What you should do
Your answer must be a single number: the count of lines in the records below that include the string "time".

Data for processing

PR #55, opened 2022-03-25
Add temperature dependence of dynamic viscocities

AlexanderKrabbe:


ScottSoren:
Alexander has come accross something very interesting for MS quantification!
@KennethNielsen and @AnnaWiniwarter , do you think that this implementation is good for T-dep. of dynamic viscosities?

AnnaWiniwarter (approved):
Looks like a decent solution to me.

src/ixdat/techniques/ms.py
```diff
@@ -543,7 +543,9 @@ def calc_n_dot_0(self, gas=None, w_cap=None, h_cap=None, l_cap=None, T=None, p=N
             p = self.p
 
         pi = np.pi
-        eta = DYNAMIC_VISCOSITIES[gas]  # dynamic viscosity in [Pa*s]
+        _eta_v = list(DYNAMIC_VISCOSITIES[gas].values())  # list of eta(T) for 'gas'
+        _eta_T = list(DYNAMIC_VISCOSITIES[gas].keys())  # list of Ts for 'gas'
```
KennethNielsen, line 547: Hmm. This spawned in interesting thought, which I think I have settled for myself once before but forgotten in the mean time, which is if keys and values are guarantied to come out in the same order and if that order is insertion order (which I think we need to the interpolation). The answer to the first seems to be "yes" no-matter the Python version I have looked at, but the answer to the second seems to be, that it depends on the Python version. Have a look at this link: https://docs.python.org/3.7/library/stdtypes.html#dictionary-view-objects and witch between Python 3.6 (which we still support) and Python 3.7 and notice how the comment in the code example changes from:
```python
>>> # keys and values are iterated over in the same order
```
to 
```python
>>> # keys and values are iterated over in the same order (insertion order)
```

To enforce it you can do something like:
```python
from operator import itemgetter
...
_sorted_eta_pairs = sorted(DYNAMIC_VISCOSITIES[gas].items(), key=itemgetter(0))  # Sorted sequence of (T, eta(T)) pairs for 'gas'
_eta_T, _eta_v = zip(*_sorted_eta_pairs)  # tuple of T's and corresponding tuple of eta(T)'s
```

src/ixdat/techniques/ms.py
```diff
@@ -543,7 +543,9 @@ def calc_n_dot_0(self, gas=None, w_cap=None, h_cap=None, l_cap=None, T=None, p=N
...
+        eta = np.interp(T, _eta_T, _eta_v)  # dynamic viscosity of gas at T in [Pa*s]
```
KennethNielsen, line 548: So I wondered what would happen if the T was out of range of the interpolation input, turns out `np.iterp` coerces to the value at the extremes, `_eta_v[0]` or `_eta_v[-1]`. In order to let the user know that they are going into unchartered waters, I think this is the right sort of thing for a Python warning. It might look something like this (using the already sorted list of T's:
```python
import warnings
...
# On the already sorted list of T
if T < _eta_T[0] or T > _eta_T[-1]:
    warnings.warn(f"Insufficient data in constants.py to appropriately estimate the dynamic viscosity for {gas} at temperature: {T}K")
```

src/ixdat/constants.py
```diff
@@ -26,15 +26,105 @@
...
+        293.15: 0.88e-05,
+        323.15: 0.94e-05,
+        373.15: 1.04e-05,
+        473.15: 1.21e-05,
+        573.15: 1.37e-05,
+        673.15: 1.53e-05,
+        773.15: 1.69e-05,
+        873.15: 1.84e-05,
+    },
+}  # in [Pa*s] engineeringtoolbox.com
```
KennethNielsen, line 126: Great with the sourcing :) Can you maybe move this comment up front and mention the key units

KennethNielsen (changes requested):
Hi Alenxader

This looks great. I straight forward solution cover this problem.
I have a few comments, mostly covering weird corner cases. Please have a look and let me know what you think.

Regards Kenneth

src/ixdat/techniques/ms.py
AlexanderKrabbe: What do you think of alternatively to make the dynamic "constants" a list of list in the dictionary of gasses? 
I represented it as a dictionary in a dictionary for easy read of temperature / eta pairs.

but in ..CONSTANTS it could be changed to
```
DYNAMIC_VISCOSITIES = {
"gas" : [ 
        [T1, eta1],
        [T2, eta2],
    ]
}
```

Then the order is preserved when interpreting

`eta =np.interp(T, DYNAMIC_VISCOSITIES['gas'][:,0], DYNAMIC_VISCOSITIES['gas'][:,1]`

and the easy readabilities is preserved compared to my initial thought of lists in the constants.

src/ixdat/techniques/ms.py
AlexanderKrabbe: Yes exactly, and I havent used warnings before so I thought of using a try except but that seemed wrong and I decided not to. 

I will try and implement a warning.

src/ixdat/techniques/ms.py
AlexanderKrabbe: However, this would require numpy to be imported in the constants, which I do not know if that is bad practice or not

KennethNielsen: I don't consider it a problem to import numpy in constants and I think that is a fine solution on all accounts.

src/ixdat/constants.py
AlexanderKrabbe: I hope I have put the comment the correct place.

KennethNielsen: :D it wasn't that I was commenting on your comment placement, it was just that when the dict was small it didn't really matter where it was, but now that it is so many lines, it makes more sense with it before. In any case, the units in the temperature was the important stuff.

src/ixdat/techniques/ms.py
KennethNielsen: Look good

src/ixdat/techniques/ms.py
```diff
@@ -543,7 +544,17 @@ def calc_n_dot_0(self, gas=None, w_cap=None, h_cap=None, l_cap=None, T=None, p=N
             p = self.p
 
         pi = np.pi
-        eta = DYNAMIC_VISCOSITIES[gas]  # dynamic viscosity in [Pa*s]
+        if T < DYNAMIC_VISCOSITIES[gas][0, 0] or T > DYNAMIC_VISCOSITIES[gas][-1, 0]:
+            warnings.warn(
+                f"Insufficient data in constants.py to appropriately estimate\
```
KennethNielsen, line 549: Just a tiny nit-pick. This line continuation doesn't work quite the way you expected I suspect. If you put the continuation inside the string, then the string will contain the space before the next line also:
```python
>>> print("My very long string\
...        that continues on the next line",
...        "argument 2")
My very long string       that continues on the next line argument 2
```
So, you need to turn both into strings and continue those:
```python
>>> print("My very long string "\
...       "that continues on the next line",
...       "argument 2")
My very long string that continues on the next line argument 2
```
But then, because you are inside a parenthesis, the continuation of strings happens automatically, so you can drop the backslash:
```python
>>> print("My very long string "
...       "that continues on the next line",
...       "argument 2")
My very long string that continues on the next line argument 2
```

KennethNielsen (changes requested):
Looks great. Just a tiny nit-pick on line continuation and then good to go.

Also, if you branched your feature branch of at a point in time where Scott had alread created the `NEXT_CHANGES.rst` file at the root of the repository, can you make a small addition to that, that describes this improvement?

ScottSoren (approved):
Beautiful addition! Thanks for this. It looks like anyone doing all their measurements at standard temperature will never notice the change, but that people doing temperature-dependent measurements will have a much more powerful tool after this change. I agree with Kenneth that the numpy arrays are better than ditionaries for this, so that was a nice improvement. 
Documentation is missing in NEXT_CHANGES.rst, but I'm happy to add that as I know you are busy.

AlexanderKrabbe:
thanks. for some reason my git was messed up and I could not pull or rebase in a proper way :-/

Solution below
2